**Task objective:** After locating the line that contains "### System Details" in the data below, set down exactly that line and each one after it through the line that contains "Just a couple", and nothing more.

**Material to process:**
Issue #1504, opened 2022-06-29
[Mac] Can not show the UI when exec 'wails dev'


cxt90730:
### Description

Can not show the UI when exec 'wails dev' (just an empty window),  but web ui works. Also, the app created by 'wails build' works too.

### To Reproduce

wails dev on my Mac(10.15 catalina)

### Expected behaviour

the UI when exec 'wails dev' works

### Screenshots

![image](https://user-images.githubusercontent.com/11382804/176369117-7d423da7-b920-47db-9c65-2ae1c2532b9b.png)

### System Details

```shell
❯ wails doctor
Wails CLI v2.0.0-beta.38


Scanning system - Please wait (this may take a long time)...Done.

System
------
OS:		MacOS
Version: 	10.15.7
ID:		199506
Go Version:	go1.17.6
Platform:	darwin
Architecture:	amd64

Wails
------
Version: 	v2.0.0-beta.38

Dependency			Package Name	Status		Version
----------			------------	------		-------
xcode command line tools 	N/A		Installed	2373
npm 				N/A		Installed	8.0.0
*upx 				N/A		Available
*nsis 				N/A		Available

* - Optional Dependency

Diagnosis
---------
Your system is ready for Wails development!
Optional package(s) installation details:
  - upx : Available at https://upx.github.io/
  - nsis : Available at https://nsis.sourceforge.io/Download
```

stffabi:
Thanks for reporting this issue and using Wails.

Just a couple of questions to hopefully narrow down the problem.
- Does it work with a clean Wails template? Like plain `wails init -t plain -d test -n test` or vanilla `wails init -t vanilla -d test -n test`
- Do you see anything of interest in the "DevTools", could be opened by right clicking into the empty window and clicking "Inspect Element"?
- Does the console output of `wails dev` show anything that is failing?

stffabi:
Thanks for your answers. Let's stick with the vanilla template case.

Can you please create again a new vanilla template in a new empty folder, just to make sure there's no mixed content. Also please make sure there's no other `wails dev` or npm running with your myproject UI. 

When running `wails dev` in this new folder, could you please provide or try the following?
- A screenshot of the "Network" tab of the dev tools from the Wails window.
- A copy of the complete `wails dev` output.
- What do you see when accessing `http://localhost:3000` with your normal browser?
- What do you see when accessing `http://localhost:34115` with your normal browser?

leaanthony:
Sounds like a vite error if plain works

[...]

PR #1960, opened 2022-10-12
Add support for `Info.dev.plist`

### LINKED ISSUE #1943: Support `Info.dev.plist` on macOS
There are a couple of scenarios where there is a need to add certain permissions in `Info.plist` for `wails dev` to work correctly. The current solution is to add those settings to `Info.plist` but this runs the risk of making it to a production build.

This ticket proposes to add an extra step during a Dev build:
- if `Info.dev.plist` doesn't exist, it creates it as a copy of `Info.plist`
- when packaging the app for Dev mode, it uses `Info.dev.plist` 

This will allow the developer to customise and experiment with the settings for Dev builds.

Previously discussed in #1504.

leaanthony:
Creates or uses the `Info.dev.plist` file as `Info.plist` when using `wails dev`.
Closes #1943 - Discussed in #1504


stffabi (approved):
LGTM 👍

**Response for this exercise:**
### System Details

```shell
❯ wails doctor
Wails CLI v2.0.0-beta.38


Scanning system - Please wait (this may take a long time)...Done.

System
------
OS:		MacOS
Version: 	10.15.7
ID:		199506
Go Version:	go1.17.6
Platform:	darwin
Architecture:	amd64

Wails
------
Version: 	v2.0.0-beta.38

Dependency			Package Name	Status		Version
----------			------------	------		-------
xcode command line tools 	N/A		Installed	2373
npm 				N/A		Installed	8.0.0
*upx 				N/A		Available
*nsis 				N/A		Available

* - Optional Dependency

Diagnosis
---------
Your system is ready for Wails development!
Optional package(s) installation details:
  - upx : Available at https://upx.github.io/
  - nsis : Available at https://nsis.sourceforge.io/Download
```

stffabi:
Thanks for reporting this issue and using Wails.

Just a couple of questions to hopefully narrow down the problem.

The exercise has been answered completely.